Posts Tagged ‘Food’

Fishwich

Thursday, June 28th, 2012

There are things I would love to do but there isn’t room for them, in this crowded life. These days leave big piles unfinished. Time marches on and I never get to the end of the to do lists and I always discover you don’t need to do all of it. There isn’t time or room or space to finish. Get the bare minimum done and get out and onto the next thing. There is always a next thing that starts before the last thing ends and so it goes.



If i had time I might fish, actually bait hooks with worms bought for the garden, which if i had time, would bloom year round with flowers and fruit. I’d toss the mudfish and bullheads back into the water, humanely and quickly, hoping for trout with the next bite, the next nibble.

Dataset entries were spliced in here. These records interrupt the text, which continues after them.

PR #313, opened 2023-11-20
Change MaximumFreeLargePoolBytes to be a global limit

### LINKED ISSUE #290: Large pool limit should apply to whole pool, not each slot
Right now, the large pool limit is tested per slot. This is unintuitive and probably wrong, and I no longer remember the reason it was originally implemented this way. There should be a global limit.

Having a global limit will be more intuitive to configure, as well as allowing each slot in the pool to fill up more ideally with what is being used.

benmwatson:
This changes the internal meaning of `MaximumFreeLargePoolBytes` to be a global limit to the pool size, similar to the limit for the block pool.

Up to now, if you had set a 64 MB limit, for example, this would apply for each of the large pools created. For example, if you specified a MaximumBufferSize of 64 MB and a LargePoolMultiple of 8MB, then you would have 8 sub-pools, and each one would have a limit of 64 MB.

I’d catch rainbow hued silver skinned and plump freshwater creatures and slit them with the sharp knife on my belt, pulling the maroon and pink guts out handily and bloodless. I’d cook the flesh quickly in deep pans of foaming hot butter, or steam it on the bones inside of parchment paper. I’d serve it either way piled with woody bunches of herbs tossed with a drizzle of fragrant oil, like a salad.

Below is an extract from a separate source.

PR #315, opened 2023-11-21
Introduce an Options class for managing RMSManager settings

### LINKED ISSUE #256: Reduce the number of Method/Constructor overloads.

benmwatson:
This PR creates an `Options` struct to contain all the initial `RecyclableMemoryStreamManager` settings.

If there were time I would make bread at dawn, kneading the flour and allowing the loaves to rise with the sun. I would beat them down and let them rise again, and maybe even once more, the gluten creating and recreating itself in a bubbly web, lending softness and air to the chewy insides. The crust would bake hard and brown and cut the roof of mouths with its freshness.



Perhaps I would have caught many small fish, and the loaves would be flattened with my hand and split in half just after baking. The fish would be fried whole and hot in a buttery bath then stuffed between the bread halves with frisee and whatever herbs might be at hand. Sandwiches made with fishes you caught and bread you baked might taste profoundly good, bibilically so. I’d feel like i accomplished a great deal, and would go to bed satisfied.



Hot Dog

Friday, June 1st, 2012

I am not repulsed by what is inside the crisp skin of a hot dog. It always sounds like a good option to me. I will always want a hot dog, especially a dirty water one on the street in New York City, when its painfully cold outside, possibly right after we have finished ice skating, our breath coming out in big white clouds.

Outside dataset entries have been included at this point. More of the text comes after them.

PR #338, opened 2024-03-18
Add important note to avoid memory leak by wrong usage of the lib

AndrePostiga:
Use [RecyclableMemoryStream](https://github.com/microsoft/Microsoft.IO.RecyclableMemoryStream) was very important to avoid memory leaks on my implementations, but I note that the incorrect usage/instanciation can make an memory leaks in gen2 memory.

To avoid the incorrect usage I've added an enphasys on usage note to avoid wrong implementation.

### DIFF
--- a/README.md
+++ b/README.md
@@ -103,7 +103,7 @@ class Program
     }
 }
 ```
-| **_IMPORTANT_** | Note that `RecyclableMemoryStreamManager` should be declared once and it will live for the entire process lifetime. It is perfectly fine to use multiple pools if you desire, especially if you want to configure them differently..|
+| **_IMPORTANT_** | Note that `RecyclableMemoryStreamManager` should be declared once and it will live for the entire process lifetime. It is perfectly fine to use multiple pools if you desire, especially if you want to configure them differently.|
 |-|:-|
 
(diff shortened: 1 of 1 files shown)


README.md
```diff
@@ -103,8 +103,8 @@ class Program
     }
 }
 ```
-
-Note that `RecyclableMemoryStreamManager` should be declared once and it will live for the entire process lifetime. It is perfectly fine to use multiple pools if you desire, especially if you want to configure them differently.
+| **_IMPORTANT_** | Note that `RecyclableMemoryStreamManager` should be declared once and it will live for the entire process lifetime. It is perfectly fine to use multiple pools if you desire, especially if you want to configure them differently..|
+|-|:-|
```
sungam3r, line 107:
```suggestion

⚠️ Note that `RecyclableMemoryStreamManager` should be declared once and it will live for the entire process lifetime. It is perfectly fine to use multiple pools if you desire, especially if you want to configure them differently.
```

AndrePostiga: I think this note is too important for a single moji 😢, but it's better than the current description.
What do you think?

sungam3r: Up to you. Just remove doubled dot at the end.

AndrePostiga: thx :)
done

benmwatson (approved):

In addition to the delicious NY hot dogs, I love it when vendors sell sausages outside of nightclubs in Los Angeles, late night/early morning, fried with onions and peppers until the skins are blistered, served up with a heavy portion of grease spilled onto a stale-ish white bun. These are more of a sausage variety, the insides revealing chewy knots of fat and cartilage, as opposed to the uniform pink of a regular frank. The smell is intoxicating and good to soak up the booze and whatever else you might have enjoyed during your night out on the town. Its best to eat away the damage that bars and clubs and rock shows can do, at least I always have, the faster the food the better. Its disgusting in the brute sunlit reality of 9am, but I choose that dry mouth regret over an un-braced for hangover.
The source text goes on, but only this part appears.